Tahoe City resident, Michelle Kliszewski, said “It is extremely admirable what he has been able to do here because it takes a lot of willpower to make something from nothing.”
Bogardus said that no matter where the team is cleaning up around Lake Tahoe that the community calling that area home always bands together to back Colin up. "Colin had the vision and he was the catalyst," added Bogardus.
Senft tells News 4 & Fox 11 that aside from the immediate impact of trash removal, the data collected on problem areas and the type of trash could change policies and patterns for years to come. Information, Senft said, you just can't get from the surface
However, Colin tells me it was always about looking deeper:
I think it is important to believe in yourself. If you have an idea, a drive, follow that. Do what you can. The sky is the limit. Work hard, put your heart and soul into it, and, at the end of the day I am sure you will be just fine.
Clean Up The Lake is only 6.2 miles away from completing its 72-mile cleanup of Lake Tahoe.
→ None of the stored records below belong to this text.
PR #4510, opened 2024-12-18
[Doc] Update the docs about attribute() function

javiereguiluz:
I Was fixing `filter` -> `function` error, but I realized that we could expand the docs of `attribute()` a bit, even if it's deprecated 🙏

### DIFF
--- a/doc/functions/attribute.rst
+++ b/doc/functions/attribute.rst
@@ -3,21 +3,30 @@
 
 .. warning::
 
-    The ``attribute`` filter is deprecated as of Twig 3.15. Use the
+    The ``attribute`` function is deprecated as of Twig 3.15. Use the
     :ref:`dot operator <dot_operator>` that now accepts any expression
     when wrapped with parenthesis.
 
-    Note that this filter will still be available in Twig 4.0 to allow a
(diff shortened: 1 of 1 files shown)


stof:
The note about the algorithm being the same than the dot operator should be updated, removing the `except` part, as the dot operator also supports arbitrary expression now (which is why the function is deprecated)

javiereguiluz:
You are right. I just removed the note. Thanks.

doc/functions/attribute.rst
```diff
@@ -26,11 +35,6 @@ attribute:
 
     {{ attribute(object, method) is defined ? 'Method exists' : 'Method does not exist' }}
 
-.. note::
-
-    The resolution algorithm is the same as the one used for the ``.``
-    operator, except that the item can be any valid expression.
```
stof, line 32: I would keep the note saying it is the same algorithm than the dot operator (as it avoids having to duplicate the doc to explain which algorithm is used by this function), removing only the end of the sentence.

fabpot: Done while merging.

fabpot:
Thank you @javiereguiluz.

Beyond that, Colin was reserved about his team's next endeavors, but he ensured me they will not be stopping there.
Data of the hot spots for trash deposits around the lake are not available yet, but West tells News 4 & Fox 11 that they have identified spots on both sides. However, West did note that many of the popular east Tahoe beaches are littered with beer cans under the surface.
Amongst beer cans, Clean Up The Lake said other common items found are plastics, fishing equipment, aluminum, and construction materials. Senft said it is not yet known what the long term effect of micro-plastics are for the lake's health, but the removal of large plastics is a positive step in the right direction.